Data section
PR #44, opened 2022-04-15
Make never-mutated param non-mut

MattX:
Pass the `using_incr` parameter to `handle_read_property_notify` by value instead of by mutable reference: it's never mutated and, being a `bool`, the pointer is longer than the data.

Also fix various typos in the code.


complexspaces (approved):

complexspaces:
Thanks for the cleanup work!

PR #50, opened 2022-05-26
Adds a dummy clipboard to fix building for unsupported platforms.

Yeicor:


complexspaces:
Hey there, thanks for the PR.

Would you be able to explain your use case for this? The intention currently is that users of `arboard` handle these platform availability differences in their own code.

It feels like if we merged this, it could very well lead to more confusion for users (or those looking) because the crate would compile for them, but only result in errors. This could also lead to annoyance. In my opinion, if an entire crate can't provide any functionality for a target, it probably should not compile for it.

Yeicor:
My issue was that my project had a transitive dependency that optionally enables the `arboard` feature, but it does so by default and I have no way to change it (without also patching it). I wanted to build my project for android but this `arboard` dependency, which I do not use at all, was one of the errors.

The fork that I made was enough to build my project for android, using the patch section on `Cargo.toml`. Hence, I have no need for this to actually be merged, but I thought that other users in the same situation may want this. I also get why the fail approach of not compiling for an unsupported platform may avoid confusion and how, apart from transitive dependencies, this may be fixed from the user code. Feel free to close the PR if you think it doesn't fit the project.

PR #53, opened 2022-06-09
Add public API futureproofing

complexspaces:
These changes will help make it easier in the future to modify parts of the API without requiring another major version increase.


src/common_linux.rs
```diff
@@ -66,6 +66,7 @@ pub fn encode_as_png(image: &ImageData) -> Result<Vec<u8>, Error> {
 /// See <https://specifications.freedesktop.org/clipboards-spec/clipboards-0.1.txt> for a better
 /// description of the different clipboards.
 #[derive(Copy, Clone, Debug)]
+#[non_exhaustive]
```
complexspaces, line 69: I am on the fence about this change, mostly because some users may find it useful. These haven't changed in the history of X11 and are essentially set in stone.

ArturKovacs: In my opinion `non_exhaustive` is very rarely warranted.

It forces the programmer to add a match arm that catches all unknown enum variants. But having a catch-all arm, prevents an error message showing up for when a new enum variant is added. And so the programmer will **not** get notified about a potential mistake/bug in the code.

I think that preventing bugs is more important than keeping the version number low.

For this reason, I think that `non_exhaustive` shouldn't be added here.

src/common.rs
```diff
@@ -159,3 +160,11 @@ impl<F: FnOnce()> Drop for ScopeGuard<F> {
 		}
 	}
 }
+
+/// Common trait for sealing platform extension traits.
+pub(crate) mod sealed {
```
kjvalencik, line 165: Slight favor of naming this `private` since it reads nice in the docs `private::Sealed` and matches the example given in the API guidelines.

https://rust-lang.github.io/api-guidelines/future-proofing.html

src/common_linux.rs
mathieulj: For this specific enum, I don't feel that it makes much of a difference either way. We only take this as an argument and never return it so odd are no external code will be matching on this. My first thought was slightly on the same side as @ArturKovacs for the one added to the error enum but, given that we already have a catchall like error variant there `Unknown`, I don't think there is a significant difference to end users. They already can't rely on exhaustiveness because they must have a generic branch that we could theoretically be stuffing any new error into 🤷.

complexspaces: To be honest, I could go either way on this myself. I don't mind at all removing `non_exhaustive` from the clipboard type. With the `Error` type, it feels a bit off to not have it. Users of 2.x.x and 1.x.x are used to needing, as @mathieulj called it, a catchall branch via `Error::Unknown`.

Regarding what you said @ArturKovacs, I believe that allowing more errors to be added with less versioning friction could lead to better downstream error handling over time. To give an example: If we consider the error today, we could change almost anything in the internals and simply bubble new or modified errors up as `Error::Unknown`. Users won't see that in the public API, and therefore won't become aware of it. Opposite of that, if we had the ability to add a variant it would show up on `docs.rs` and in various IDE's completions, giving it a greater chance to be noticed and the programmer to realize there's some new edge case that may affect them. I believe that would be much harder to accomplish with `String` based errors.

ArturKovacs: @mathieulj The Unknown variant should not be used to report well-defined error cases. It's only meant to provide debugging information and it's up-to change even between patch versions.

With that said, I think that adding `non_exhaustive` to `Error` is okay. I'm saying I don't think it should be added to `LinuxClipboardKind`.

src/common.rs
complexspaces: I have switched the name to `private` since there isn't a good reason not to follow the "reference" here, thanks for the feedback.

src/common_linux.rs
complexspaces: I've removed it from `LinuxClipboardKind` since I think we're all in agreement on that point. I appreciate the clarification on what you see the `Unknown` variant for as well since I think they'll be helpful in the future.

PR #55, opened 2022-06-09
Organize platform-specific code in `platform/`

SabrinaJewson:
This makes all the code for a specific platform easier to find because it’s all in one place. Moving the X11 and Wayland code into a Linux module additionally simplifies lots of the `#[cfg]`s because all the ones that say “enable this on Linux” are implied by the containing `linux` module rather than having to be restated on both the X11 and Wayland modules.

I also renamed `X11ClipboardContext` → `x11::Clipboard` and similarly `WaylandDataControlClipboardContext` → `wayland::Clipboard` to give each of those modules are more consistent API with every other platform-specific module.

### DIFF
--- a/src/platform/linux/x11.rs
+++ b/src/platform/linux/x11.rs
@@ -231,24 +231,24 @@ impl Inner {
 		self.server.conn.flush().map_err(into_unknown)?;
 
 		// Just setting the data, and the `serve_requests` will take care of the rest.
-		let clipboard = self.clipboard_of(selection);
-		let mut data_guard = clipboard.data.write();
+		let selection = self.selection_of(selection);
+		let mut data_guard = selection.data.write();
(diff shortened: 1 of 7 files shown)


src/platform/linux/x11.rs
```diff
@@ -382,7 +385,7 @@ impl ClipboardContext {
 		}
 	}
 
-	fn clipboard_of(&self, selection: LinuxClipboardKind) -> &Clipboard {
+	fn clipboard_of(&self, selection: LinuxClipboardKind) -> &Selection {
```
complexspaces, line 388: Nit: Should this method be renamed as well to match?

SabrinaJewson: Good point!

complexspaces (approved):

PR #57, opened 2022-06-22
Refactor and cleanup macOS implementation

complexspaces:
This PR cleans up and significantly refactors the macOS clipboard implementation to be be more idiomatic and easier to maintain.

Some notable changes include:
- Caching Objective-C classes to avoid the lookup cost on every operation.
- Refactoring array accessing
- Refactoring parameter assignment
- Improving result handling

### DIFF
--- a/src/platform/osx.rs
+++ b/src/platform/osx.rs
@@ -18,18 +18,22 @@ use core_graphics::{
 	data_provider::{CGDataProvider, CustomData},
 	image::CGImage,
 };
-use objc::runtime::{Class, Object};
-#[cfg(feature = "image-data")]
-use objc::runtime::{BOOL, NO};
-use objc::{msg_send, sel, sel_impl};
-use objc_foundation::{INSArray, INSObject, INSString};
-use objc_foundation::{NSArray, NSDictionary, NSObject, NSString};
+use objc::{
+	msg_send,
+	runtime::{Class, Object},
+	sel, sel_impl,
+};
+use objc_foundation::{INSArray, INSObject, INSString, NSArray, NSDictionary, NSObject, NSString};
 use objc_id::{Id, Owned};
-use std::mem::transmute;
+use once_cell::sync::Lazy;
 
-// required to bring NSPasteboard into the path of the class-resolver
+// Required to bring NSPasteboard into the path of the class-resolver
 #[link(name = "AppKit", kind = "framework")]
 extern "C" {}
+
+static NSSTRING_CLASS: Lazy<&Class> = Lazy::new(|| Class::get("NSString").unwrap());
+#[cfg(feature = "image-data")]
+static NSIMAGE_CLASS: Lazy<&Class> = Lazy::new(|| Class::get("NSImage").unwrap());
 
 /// Returns an NSImage object on success.
 #[cfg(feature = "image-data")]
@@ -45,7 +49,7 @@ fn image_from_pixels(
 		height: CGFloat,
 	}
 
-	#[derive(Debug, Clone)]
+	#[derive(Debug)]
 	struct PixelArray {
 		data: Vec<u8>,
 	}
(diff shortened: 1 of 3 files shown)


src/platform/osx.rs
```diff
@@ -269,24 +267,30 @@ impl<'clipboard> Set<'clipboard> {
...
+/// Convenience function to get an Objective-C object from a
+/// specific class.
+fn object_class(class: &'static Class) -> Id<NSObject> {
+	// SAFETY: `Class` is valid to transmute into a pointer and the pointer
+	// is a valid object, so its ID can be obtained.
+	let class_id: Id<Class> = unsafe { Id::from_ptr(std::mem::transmute(class)) };
+
+	// SAFETY: All of the variants constructed are valid NSObjects.
+	unsafe { std::mem::transmute(class_id) }
 }
```
kjvalencik, line 296: Why the `transmute` instead of pointer casts?

```suggestion
fn object_class(class: &'static Class) -> Id<NSObject> {
	// SAFETY: `Class` is a valid object and `Id` will not mutate it
	unsafe { Id::from_ptr(class as *const _ as *mut _) }
}
```

src/platform/osx.rs
```diff
@@ -89,17 +91,24 @@ pub(crate) struct Clipboard {
...
-				description: "NSPasteboard#generalPasteboard returned null".into(),
-			});
+
+		if !pasteboard.is_null() {
+			// SAFETY: `generalPasteboard` is not null and a valid object pointer.
+			let pasteboard: Id<Object> = unsafe { Id::from_ptr(pasteboard) };
+			Ok(Clipboard { pasteboard })
+		} else {
+			// Rust only supports 10.7+, while `generalPasteboard` first appeared in 10.0, so this
+			// is unreachable.
```
kjvalencik, line 103: Why not an `unreachable!` if this is the case? What about iPad OS?

src/platform/osx.rs
```diff
@@ -161,102 +170,91 @@ impl<'clipboard> Get<'clipboard> {
...
 	}
 
 	pub(crate) fn text(self, data: String) -> Result<(), Error> {
+		self.clipboard.clear();
+
 		let string_array = NSArray::from_vec(vec![NSString::from_str(&data)]);
-		let _: usize = unsafe { msg_send![self.pasteboard, clearContents] };
-		let success: bool = unsafe { msg_send![self.pasteboard, writeObjects: string_array] };
+		let success: bool =
+			unsafe { msg_send![self.clipboard.pasteboard, writeObjects: string_array] };
```
kjvalencik, line 257: I know the square brackets are the example the `objc` crate gives, but it confusing. What do you think of switching to parenthesis?

src/platform/osx.rs
complexspaces: I need to go back and update this comment, but after pushing this up I found that there are some ways you can run a macOS app (mostly with launch services) that result in the clipboard not being available to the application. With that updated comment in place, I believe the error would then make more sense.

> What about iPad OS?

Currently, nothing in this file will work on iPad OS because it utilizes AppKit. A very similar implementation that uses `UIPasteBoard` would be required for `arboard` to work on iOS and iPad OS.

src/platform/osx.rs
complexspaces: I'm not strongly opinionated one way or another, but I'm not sure how parenthesizes would look with Objective-C call parameters `(writeObjects: string_array`). The brackets also more closely replicate how these calls are written in Objective-C, so it makes referencing examples, etc more straightforward.

src/platform/osx.rs
complexspaces: I believe you're 💯 correct here. The transmutes made more sense in a previous revision of this code which utilized less-typed code but with the current implementation, a pointer cast is much clearer.

src/platform/osx.rs
complexspaces: I have updated this comment to reflect the above.

src/platform/osx.rs
complexspaces: Changed, thanks again for the suggestion.

kjvalencik (approved):

PR #58, opened 2022-06-22
Add support for clearing

complexspaces:
This PR adds support for explicitly clearing the clipboard in the API. For Linux specifically, there is a new extension trait that allows a caller to select which of the Linux clipboards to clear out.

I chose to use another builder for `Clear` to make any future additions easier, along with staying consistent with the existing pattern for Linux extension traits. With that said, it's expected most people will just call `Clipboard::clear_default`, removing some of the concern about type bloat.

This contains changes from #57


src/lib.rs
```diff
@@ -77,6 +77,17 @@ impl Clipboard {
 		self.set().image(image)
 	}
 
+	/// Clears the default clipboard for the platform of any contents that
+	/// may be present.
+	pub fn clear_default(&mut self) -> Result<(), Error> {
+		self.clear().clear()
```
complexspaces, line 83: Note from review: This last clear should be changed to something like `clear_all`.

mathieulj (approved):
Thanks for making this happen!

PR #59, opened 2022-06-23
The scope of the unsafe block can be appropriately reduced

peamaeq:
In this function you use the unsafe keyword for some safe expressions. However, I found that only 6 functions are real unsafe operations (see the list below). 

We need to mark unsafe operations more precisely using unsafe keyword. Keeping unsafe blocks small can bring many benefits. For example, when mistakes happen, we can locate any errors related to memory safety  within an unsafe block. This is the balance between Safe and Unsafe Rust. The separation is designed to make using Safe Rust as ergonomic as possible, but requires extra effort and care when writing Unsafe Rust. 
**Real unsafe operation list:**
1. the win_to_rgba()\offset()\set_len()\GetDIBits()\CreateDIBitmap()\GetDC() function(these are unsafe functions)

Hope this PR can help you.
Best regards.
**References**
https://doc.rust-lang.org/nomicon/safe-unsafe-meaning.html 
https://doc.rust-lang.org/book/ch19-01-unsafe-rust.html

### DIFF
--- a/src/platform/windows.rs
+++ b/src/platform/windows.rs
@@ -164,17 +164,17 @@ fn read_cf_dibv5(dibv5: &[u8]) -> Result<ImageData<'static>, Error> {
 		header_size as isize
 	};
 
-	unsafe {
-		let image_bytes = dibv5.as_ptr().offset(pixel_data_start) as *const _;
-		let hdc = GetDC(std::ptr::null_mut());
-		let hbitmap = CreateDIBitmap(
+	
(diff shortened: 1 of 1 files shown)


complexspaces:
I agree with K.J here. There are many subtleties with all of the buffer copying in the image handling so I don't think this is ideal.

Additionally, this user is [apparently a bot](https://github.com/rust-lang/cc-rs/pull/690#issuecomment-1291496453), so I don't think this matters much anyway.

PR #60, opened 2022-07-01
Add WindowsSetExt and improve Windows internals

complexspaces:
This PR does three things:
- Adds a `SetExtWindows` trait
- Reduces the amount of times the Windows clipboard is opened per set of operations
- Makes the Windows clipboard implementation `!Send + !Sync`

Firstly, the addition of the new extension trait is to add support for preventing data set on the Windows clipboard from being synchronized to Microsoft's cloud services or local clipboard history manager. This functionality is desirable in applications that deal with sensitive data, such as as password managers. It would be pretty bad if passwords considered protected ended up in plaintext in OneDrive. Secondly, I refactored the opening of the Windows clipboard to be more consistent with the other platforms by actually opening it when `new()` is called. By keeping the clipboard open between operations, it allows applications to perform multiple operations back-to-back without the worry of being interrupted. 

Finally, I made the `platform::Clipboard` implementation for Windows `!Send + !Sync`. The clipboard on Windows is opened _per thread_, and any operations done on a different thread will always return `ERROR_CLIPBOARD_NOT_OPEN`. To avoid runtime errors, it is now a compile-time error to try and move it between threads. This is a breaking change ~~,but it wouldn't have worked for users on Windows before anyway so  I suspect users may already be dealing with this by using tightly-scoped access to `Clipboard.`~~

### DIFF
--- a/src/platform/windows.rs
+++ b/src/platform/windows.rs
@@ -30,7 +30,7 @@ use winapi::{
 	},
 };
 
-use crate::common::Error;
+use crate::common::{private, Error};
 
 #[cfg(feature = "image-data")]
 use crate::common::{ImageData, ScopeGuard};
@@ -440,11 +440,18 @@ impl<'clipboard> Get<'clipboard> {
 
 pub(crate) struct Set<'clipboard> {
 	clipboard: PhantomData<&'clipboard mut Clipboard>,
+	exclude_from_cloud: bool,
+	exclude_from_history: bool,
 }
 
 impl<'clipboard> Set<'clipboard> {
+	/// `set` should be called with the registered format and a DWORD value of 0.
+	///
+	/// See https://docs.microsoft.com/en-us/windows/win32/dataxchg/clipboard-formats#cloud-clipboard-and-clipboard-history-formats
+	const CLIPBOARD_EXCLUSION_DATA: &'static [u8] = &0u32.to_ne_bytes();
+
 	pub(crate) fn new(_clipboard: &'clipboard mut Clipboard) -> Self {
-		Self { clipboard: PhantomData }
+		Self { clipboard: PhantomData, exclude_from_cloud: false, exclude_from_history: false }
 	}
 
 	pub(crate) fn text(self, data: String) -> Result<(), Error> {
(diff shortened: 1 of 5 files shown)


kjvalencik:
> This is a breaking change, but it wouldn't have worked for users on Windows before anyway

Wouldn't it have worked previously because `.text()` was re-opening the clipboard on each call?

complexspaces:
> Wouldn't it have worked previously because methods like .text() were re-opening the clipboard on each call?

🤦 Thank you for pointing that out. You're 100% correct, sorry about that. In that case, this is just a plain breaking change to better support the new builder patterns available from https://github.com/1Password/arboard/pull/43.

src/platform/windows.rs
```diff
@@ -440,27 +447,52 @@ impl<'clipboard> Get<'clipboard> {
...
+
+		// Clipboard exclusions are applied retroactively to the item that is currently in the clipboard.
+		// See the MS docs on `CLIPBOARD_EXCLUSION_DATA` for specifics. Once the item is added to the clipboard,
+		// tell Windows to remove it from cloud syncing and history.
+
+		if self.exclude_from_cloud {
+			if let Some(format) = clipboard_win::register_format("CanUploadToCloudClipboard") {
+				clipboard_win::raw::set_without_clear(format.get(), Self::CLIPBOARD_EXCLUSION_DATA)
+					.map_err(|_| Error::Unknown {
+						description: "Failed to exclude data from cloud clipboard".into(),
```
mathieulj, line 477: Given that our error enum is now `#[non_exhaustive]`, I wonder if we might be better off adding a specific error variant rather than using `Unknown` here. Yes it's windows specific but users can't exhaustively match anyways so it might not be any worse than `Unknown` containing strings.

complexspaces: What do you think about `FailedToApplyDataProperties` for the variant name? That way it can be more generic and potentially more relevant for macOS additions down the road.

complexspaces: I have added some of this explanation to the callsite for future clarity.

PR #63, opened 2022-07-11
Accept &str instead of String for setting text

complexspaces:
This PR migrates the public and private APIs of the crate to accept borrowed strings instead of owned ones when setting text. I did this for two reasons:
- It better (but not exactly) matches the image setting API, which allows you to use borrowed data.
- Avoiding the overhead of cloning values when not needed on most platforms.

The only platform not helped by this change is Linux with X11. It now requires an internal clone of the data passed in since in. Wayland, and the other OSes, already created "platform specific" owned versions prior.

### DIFF
--- a/src/platform/linux/x11.rs
+++ b/src/platform/linux/x11.rs
@@ -13,6 +13,7 @@ and conditions of the chosen license apply to this file.
 // https://freedesktop.org/wiki/ClipboardManager/
 
 use std::{
+	borrow::Cow,
 	cell::RefCell,
 	collections::{hash_map::Entry, HashMap},
 	sync::{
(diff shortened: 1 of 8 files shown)


src/platform/linux/x11.rs
```diff
@@ -852,12 +852,14 @@ impl Clipboard {
...
 		&self,
-		message: String,
+		message: &str,
 		selection: LinuxClipboardKind,
 		wait: bool,
 	) -> Result<()> {
-		let data =
-			ClipboardData { bytes: message.into_bytes(), format: self.inner.atoms.UTF8_STRING };
+		let data = ClipboardData {
+			bytes: message.as_bytes().to_owned(),
```
kjvalencik, line 860: This line is a bit of a red flag to me. I don't like that `message` is implicitly cloned.

Maybe `set_text` could be generic over `T: Into<Cow<'a, str>> + Clone + 'a` to keep a consistent API across platforms while avoiding `clone` on linux if possible?

kjvalencik (approved):

kjvalencik:
This looks good to me. The downsides:
* More complex API documented (although shouldn't impact usage much)
* Users might not notice that they can remove unnecessary clones (is there a clippy lint for this?)

Overall, I think this is a pretty good balance of avoiding clones when possible and keeping a consistent cross platform API.

kjvalencik:
This looks great @complexspaces!

The only thing that might be valuable is an addition to the doc comment that borrowed data will be cloned on Linux.

PR #1155, opened 2025-06-25
Fix partial reset support for digital twin tasks

zanghz21:
Previously, digital twin tasks did not support partial reset. The main issue was related to the computation of `info` during evaluation, which caused shape mismatches in partially reset environments.
```
File ".../mani_skill/envs/tasks/digital_twins/bridge_dataset_eval/put_on_in_scene.py", line 65, in evaluate
    info = super()._evaluate(
File ".../mani_skill/envs/tasks/digital_twins/bridge_dataset_eval/base_env.py", line 514, in _evaluate
    self.consecutive_grasp += is_src_obj_grasped
RuntimeError: The size of tensor a (3) must match the size of tensor b (20) at non-singleton dimension 0
```
Here, `3` corresponds to the number of partially reset environments, while `20` is the total number of environments.

This PR includes a quick fix to handle the shape mismatch and ensure compatibility with partial resets.


StoneT2000:
Thank you @zanghz21, code looks good

StoneT2000 (approved):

Task statement
Counting the lines above that hold "CreateDIBitmap", reply with the number and no other words.

Exercise response
2